Execution Trace Replay (et_replay)

et_replay is a tool designed for replaying Chakra Execution Traces (ET) from machine learning models.

Installation

To install param, use the following commands:

$ git clone --recurse-submodules [email protected]:facebookresearch/param.git
$ conda create -n param python=3.8.0
$ conda activate param
$ cd param
$ pip3 install -r requirements.txt
$ cd train/comms/pt/
$ pip3 install .
$ cd -
$ cd train/compute/python/
$ pip3 install -r requirements.txt
$ pip3 install .
$ cd -

Running et_replay

To use et_replay, execution traces are required. Start by collecting an execution trace using the command below. This command runs a benchmark with specific configurations and enables execution tracing.

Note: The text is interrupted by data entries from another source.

PR #18, opened 2018-07-25
Wiki Rate Limiter

jbgriesner:
Because of standard API usage limitations, Idunn cannot make more than 200 requests per second to Wikipedia API.
This PR proposes a rate limiter upon a Redis service.

To activate the limiter you have to define the variable "WIKI_API_REDIS_URL".
If this variable is not set then Idunn doesn't limit its external requests number.

### DIFF
--- a/idunn/blocks/wikipedia.py
+++ b/idunn/blocks/wikipedia.py
@@ -5,7 +5,7 @@ from .base import BaseBlock, BlocksValidator
 from requests.exceptions import HTTPError, RequestException, Timeout
 import pybreaker
 from elasticsearch import Elasticsearch
-from redis import ConnectionPool
+from redis import ConnectionPool, ConnectionError, TimeoutError
 
 from redis_rate_limit import RateLimiter, TooManyRequests
 
@@ -15,6 +15,7 @@ class HTTPError40X(HTTPError):
 class WikipediaLimiter:
     _limiter = None
     _redis_url = None
+    _redis_db = None
 
     @classmethod
     def init_limiter(cls):
@@ -31,19 +32,23 @@ class WikipediaLimiter:
             url = cls._redis_url.split(":")[0]
             port = cls._redis_url.split(":")[1]
 
+            cls._redis_db = settings['WIKI_API_REDIS_DB']
+
             cls._limiter = RateLimiter(
                 resource='WikipediaAPI',
                 max_requests=settings['WIKI_API_RL_MAX_CALLS'],
                 expire=settings['WIKI_API_RL_PERIOD'],
-                redis_pool=ConnectionPool(host=url, port=port, db=0)
+                redis_pool=ConnectionPool(host=url, port=port, db=cls._redis_db, socket_timeout=1)
             )
+        else:
+            cls._limiter = False
 
     @classmethod
     def request(cls, f):
         def wrapper(*args, **kwargs):
             if cls._limiter is None:
                 cls.init_limiter()
-            if cls._redis_url is not None:
+            if cls._limiter is not False:
                 """
                 We use the RateLimiter since
                 the redis service url has been provided
@@ -94,6 +99,11 @@ class WikipediaBreaker:
                 logging.error("Got Request exception in {}".format(f.__name__), exc_info=True)
             except TooManyRequests:
                 logging.info("Got TooManyRequests{}".format(f.__name__), exc_info=True)
+            except ConnectionError:
+                logging.info("Got redis ConnectionError{}".format(f.__name__), exc_info=True)
+            except TimeoutError:
+                logging.info("Got redis TimeoutError{}".format(f.__name__), exc_info=True)
+
         return wrapper
 
 class WikipediaSession:
--- a/idunn/blocks/wikipedia.py
+++ b/idunn/blocks/wikipedia.py
@@ -5,7 +5,58 @@ from .base import BaseBlock, BlocksValidator
 from requests.exceptions import HTTPError, RequestException, Timeout
 import pybreaker
 from elasticsearch import Elasticsearch
+from redis import ConnectionPool
 
+from redis_rate_limit import RateLimiter, TooManyRequests
+
+class HTTPError40X(HTTPError):
+    pass
+
+class WikipediaLimiter:
+    _limiter = None
+    _redis_url = None
+
+    @classmethod
+    def init_limiter(cls):
+        from app import settings
+
+        cls._redis_url = settings['WIKI_API_REDIS_URL']
+
+        if cls._redis_url is not None:
+            """
+            If a redis url has been provided to Idunn,
+            then we use the corresponding redis
+            service in the rate limiter.
+            """
+            url = cls._redis_url.split(":")[0]
+            port = cls._redis_url.split(":")[1]
+
+            cls._limiter = RateLimiter(
+                resource='WikipediaAPI',
+                max_requests=settings['WIKI_API_RL_MAX_CALLS'],
+                expire=settings['WIKI_API_RL_PERIOD'],
+                redis_pool=ConnectionPool(host=url, port=port, db=0)
+            )
+
+    @classmethod
+    def request(cls, f):
+        def wrapper(*args, **kwargs):
+            if cls._limiter is None:
+                cls.init_limiter()
+            if cls._redis_url is not None:
+                """
+                We use the RateLimiter since
+                the redis service url has been provided
+                """
+                with cls._limiter.limit(client="Idunn"):
+                    return f(*args, **kwargs)
+            else:
+                """
+                No redis service has been set, so we
+                bypass the "redis-based" rate limiter
+                """
+                return f(*args, **kwargs)
+        return wrapper
 
 class WikipediaBreaker:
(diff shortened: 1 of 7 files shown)


jbgriesner:
Regarding the Redis resilience I tested locally the scenario of a Redis service interruption with Idunn requests before, during and after the interruption without any problem: Idunn always sends an answer.
Should we do a test for that ?

idunn/blocks/wikipedia.py
```diff
@@ -5,7 +5,63 @@
...
 
+from redis_rate_limit import RateLimiter, TooManyRequests
+
+class HTTPError40X(HTTPError):
+    pass
+
+class WikipediaLimiter:
+    _limiter = None
+    _redis_url = None
+    _redis_db = None
```
antoine-de: why do you need to store it ?

idunn/blocks/wikipedia.py
```diff
@@ -5,7 +5,63 @@
...
+
+    @classmethod
+    def init_limiter(cls):
```
antoine-de: minor: it would seems more natural for this to be a lazy getter

idunn/blocks/wikipedia.py
```diff
@@ -5,7 +5,63 @@
...
+            url = cls._redis_url.split(":")[0]
+            port = cls._redis_url.split(":")[1]
+
+            cls._redis_db = settings['WIKI_API_REDIS_DB']
+
+            cls._limiter = RateLimiter(
+                resource='WikipediaAPI',
+                max_requests=settings['WIKI_API_RL_MAX_CALLS'],
+                expire=settings['WIKI_API_RL_PERIOD'],
+                redis_pool=ConnectionPool(host=url, port=port, db=cls._redis_db, socket_timeout=1)
```
antoine-de: the timeout need to be configurable

idunn/blocks/wikipedia.py
```diff
@@ -5,7 +5,63 @@
...
+            if cls._limiter is None:
+                cls.init_limiter()
+            if cls._limiter is not False:
+                """
+                We use the RateLimiter since
+                the redis service url has been provided
+                """
+                with cls._limiter.limit(client="Idunn"):
+                    return f(*args, **kwargs)
+            else:
```
antoine-de: minor: you don't need this `else` nesting

idunn/blocks/wikipedia.py
jbgriesner: removed

idunn/blocks/wikipedia.py

idunn/blocks/wikipedia.py

idunn/blocks/wikipedia.py

jbgriesner:
@antoine-de I added the test 'test_rate_limiter_with_redis_interruption'

tests/test_rate_limiter.py
```diff
@@ -1,53 +1,122 @@
...
     """
     settings._settings['WIKI_API_RL_PERIOD'] = 5
     settings._settings['WIKI_API_RL_MAX_CALLS'] = 3
     settings._settings['WIKI_API_REDIS_URL'] = redis
     WikipediaLimiter._limiter = None
-    wiki_limiter = WikipediaLimiter.init_limiter()
     yield
-    settings._settings['WIKI_API_RL_PERIOD'] = 100
-    settings._settings['WIKI_API_RL_MAX_CALLS'] = 1
+    settings._settings['WIKI_API_RL_PERIOD'] = 1
```
antoine-de: don't you want to set it back to the old param values ?
else this will create a test side effect

tests/test_rate_limiter.py
```diff
@@ -1,53 +1,122 @@
...
         )
         """
-        We mock 10 calls to wikipedia while the max number
+        We mock 5 calls to wikipedia while the max number
         of calls is 3, so we test that after 3 calls
         no more calls are done
         """
 
-        for i in range(10):
+        for i in range(5):
```
antoine-de: hum maybe this test would be better is written something like:

```python" 
# for the first calls, we have a wikipedia block
for i in range(3):
    response = client.get(...)
    resp = response.json()
    assert any(b['type'] == "wikipedia" for b in resp['blocks'])

# then we stop calling wikipedia, so there is no block
for i in range(2):
    response = client.get(...)
    resp = response.json()
    assert al(b['type'] != "wikipedia" for b in resp['blocks'])

assert len(rsps.calls) == 3
```

tests/test_rate_limiter.py
```diff
@@ -60,23 +129,129 @@ def test_rate_limiter_with_redis(fake_all_blocks, limiter_test):
...
+def test_rate_limiter_without_redis(louvre_museum):
     """
     Test that Idunn doesn't stop external requests when
     no redis has been set: 10 requests to Idunn should
     generate 10 requests to Wikipedia API
     """
     client = TestClient(app)
-    with responses.RequestsMock(assert_all_requests_are_fired=False) as rsps:
+
+    WikipediaLimiter._limiter = None
```
antoine-de: why do you need this ?

this should be in a yield fixture

tests/test_rate_limiter.py
```diff
@@ -60,23 +129,129 @@ def test_rate_limiter_with_redis(fake_all_blocks, limiter_test):
...
             )
 
         assert len(rsps.calls) == 10
+
+
+def restart_wiki_redis(docker_services):
+    """
+    Because docker services ports are
+    dynamically chosen when the service starts
+    we have to get the new port of the service.
```
antoine-de: is'nt this beecause we do not have stopped the previous service ?

jbgriesner: Wasn't it stop line 211 ?

idunn/blocks/wikipedia.py
```diff
@@ -5,7 +5,67 @@
...
+            cls._redis_url = settings['WIKI_API_REDIS_URL']
+
+            if cls._redis_url is not None:
+                """
+                If a redis url has been provided to Idunn,
+                then we use the corresponding redis
+                service in the rate limiter.
+                """
+                url = cls._redis_url.split(":")[0]
+                port = cls._redis_url.split(":")[1]
```
antoine-de: this won't work if no port is defined

idunn/blocks/wikipedia.py
```diff
@@ -5,7 +5,67 @@
...
+class WikipediaLimiter:
+    _limiter = None
+    _redis_url = None
+
+    @classmethod
+    def get_limiter(cls):
+        if cls._limiter is None:
+            from app import settings
+
+            cls._redis_url = settings['WIKI_API_REDIS_URL']
```
antoine-de: I don't think we need to store this

idunn/blocks/wikipedia.py
```diff
@@ -5,7 +5,67 @@
...
+            if cls._redis_url is not None:
+                """
+                If a redis url has been provided to Idunn,
+                then we use the corresponding redis
+                service in the rate limiter.
+                """
+                url = cls._redis_url.split(":")[0]
+                port = cls._redis_url.split(":")[1]
+
+                max_calls= settings['WIKI_API_RL_MAX_CALLS']
```
antoine-de: it does not seems to work in real like as when read from the config this is a string and this results in error like
```
  File "/dev/idunn/idunn/blocks/wikipedia.py", line 61, in wrapper
    with limiter.limit(client="Idunn"):
  File "/.local/share/virtualenvs/idunn-OLqrlkmx/lib/python3.6/site-packages/redis_rate_limit/__init__.py", line 69, in __enter__
    self.increment_usage()
  File "/.local/share/virtualenvs/idunn-OLqrlkmx/lib/python3.6/site-packages/redis_rate_limit/__init__.py", line 122, in increment_usage
    if int(current_usage) > self._max_requests:
TypeError: '>' not supported between instances of 'int' and 'str'
```

idunn/blocks/wikipedia.py

idunn/blocks/wikipedia.py

idunn/blocks/wikipedia.py

idunn/blocks/wikipedia.py
```diff
@@ -14,35 +14,39 @@ class HTTPError40X(HTTPError):
...
+                    redis_db = settings['WIKI_API_REDIS_DB']
+                    redis_timeout = int(settings['WIKI_REDIS_TIMEOUT'])
+
+                    cls._limiter = RateLimiter(
+                        resource='WikipediaAPI',
+                        max_requests=max_calls,
+                        expire=redis_period,
+                        redis_pool=ConnectionPool(host=ip, port=port, db=redis_db, socket_timeout=redis_timeout)
+                    )
+                except AssertionError:
```
antoine-de: It's quite dangerous to catch AssertionError what if it was the RateLimiter that raised one ?

But I'm sorry my comment was irrelevent as the `ConnectionPool` enfore the use of a port, so anyway the port is mandatory in the url

it's realy minor, but maybe you can only rewrite the url/port ready like:
```python
url, port = cls._redis_url.split(":")
```

jbgriesner: thanks
done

$ python -m param_bench.train.compute.python.pytorch.run_benchmark -c train/compute/python/examples/pytorch/configs/simple_add.json --et

After collecting the trace, replay it with the following command. Set the warm-up iteration count to at least 1 to exclude tensor transfer time to GPUs.

$ python -m param_bench.train.compute.python.tools.et_replay --input <trace_path> --warmup-iter 10 --iter 50 --compute --profile-replay

Note: When analyzing performance values from et_replay, refer to the collected Kineto traces rather than the execution time reported by et_replay. Kineto traces are only collected when --profile-replay is provided.